■ INPUT MATERIAL ■
PR #7043, opened 2020-09-17
[Login] Password expiry - Password visibility button

### LINKED ISSUE #6961: [login] Password visibility
**Describe the bug**
When creating an account and receiving the generated password by email, after the first login we need to create a new password. We cannot toggle the visibility of the password like when we login. It would be a good feature to add.
Also happens when the user is asked to change password when it expires

**To Reproduce**
1. Request an account
2. On admin account, approve the account and send email with generated password
3. Login with new account and the generated password
4. You should be directed to a page asking for a new password

laemtl:
Add password visibility buttons on the password fields when a user is requested to change his password (account request and password expiry).

Resolves #6961

### DIFF
--- a/modules/login/templates/form_passwordexpiry.tpl
+++ b/modules/login/templates/form_passwordexpiry.tpl
@@ -1,3 +1,7 @@
+
+<script type="text/javascript" src="{$baseurl}/js/passwordVisibility.js"></script>
+<link rel="stylesheet" href="/css/password.css" type="text/css" />
+
 <div class="container">
   <div class="panel panel-default panel-center">
     <div class="panel-heading">
@@ -36,3 +40,9 @@
     </div>
   </div>
 </div>
+
+<script>
+  document.addEventListener('DOMContentLoaded', function(event) {
+    passwordVisibility();
+  })
+</script>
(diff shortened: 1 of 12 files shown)


maltheism (approved):

pierre-p-s (approved):

modules/login/templates/form_passwordexpiry.tpl
```diff
@@ -1,3 +1,7 @@
+
+<script type="text/javascript" src="{$baseurl}/js/passwordVisibility.js"></script>
+<link rel="stylesheet" href="/css/password.css" type="text/css" />
```
driusan, line 3: Is there a reason these can't be added to getJSDependencies and getCSSDependencies of the password expiry page's class? (And similarly, the script tag added to a `.js` file for the module..)

driusan (changes requested):

modules/login/templates/form_passwordexpiry.tpl
laemtl: @driusan Fixed!

christinerogers:
@driusan re-review please, comments seem to be addressed.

■ WHAT YOU WILL DO ■
Exact transcription of the listing is needed, with no line left out.

■ RESULT OF THIS TASK ■
PR #7043, opened 2020-09-17
[Login] Password expiry - Password visibility button

### LINKED ISSUE #6961: [login] Password visibility
**Describe the bug**
When creating an account and receiving the generated password by email, after the first login we need to create a new password. We cannot toggle the visibility of the password like when we login. It would be a good feature to add.
Also happens when the user is asked to change password when it expires

**To Reproduce**
1. Request an account
2. On admin account, approve the account and send email with generated password
3. Login with new account and the generated password
4. You should be directed to a page asking for a new password

laemtl:
Add password visibility buttons on the password fields when a user is requested to change his password (account request and password expiry).

Resolves #6961

### DIFF
--- a/modules/login/templates/form_passwordexpiry.tpl
+++ b/modules/login/templates/form_passwordexpiry.tpl
@@ -1,3 +1,7 @@
+
+<script type="text/javascript" src="{$baseurl}/js/passwordVisibility.js"></script>
+<link rel="stylesheet" href="/css/password.css" type="text/css" />
+
 <div class="container">
   <div class="panel panel-default panel-center">
     <div class="panel-heading">
@@ -36,3 +40,9 @@
     </div>
   </div>
 </div>
+
+<script>
+  document.addEventListener('DOMContentLoaded', function(event) {
+    passwordVisibility();
+  })
+</script>
(diff shortened: 1 of 12 files shown)


maltheism (approved):

pierre-p-s (approved):

modules/login/templates/form_passwordexpiry.tpl
```diff
@@ -1,3 +1,7 @@
+
+<script type="text/javascript" src="{$baseurl}/js/passwordVisibility.js"></script>
+<link rel="stylesheet" href="/css/password.css" type="text/css" />
```
driusan, line 3: Is there a reason these can't be added to getJSDependencies and getCSSDependencies of the password expiry page's class? (And similarly, the script tag added to a `.js` file for the module..)

driusan (changes requested):

modules/login/templates/form_passwordexpiry.tpl
laemtl: @driusan Fixed!

christinerogers:
@driusan re-review please, comments seem to be addressed.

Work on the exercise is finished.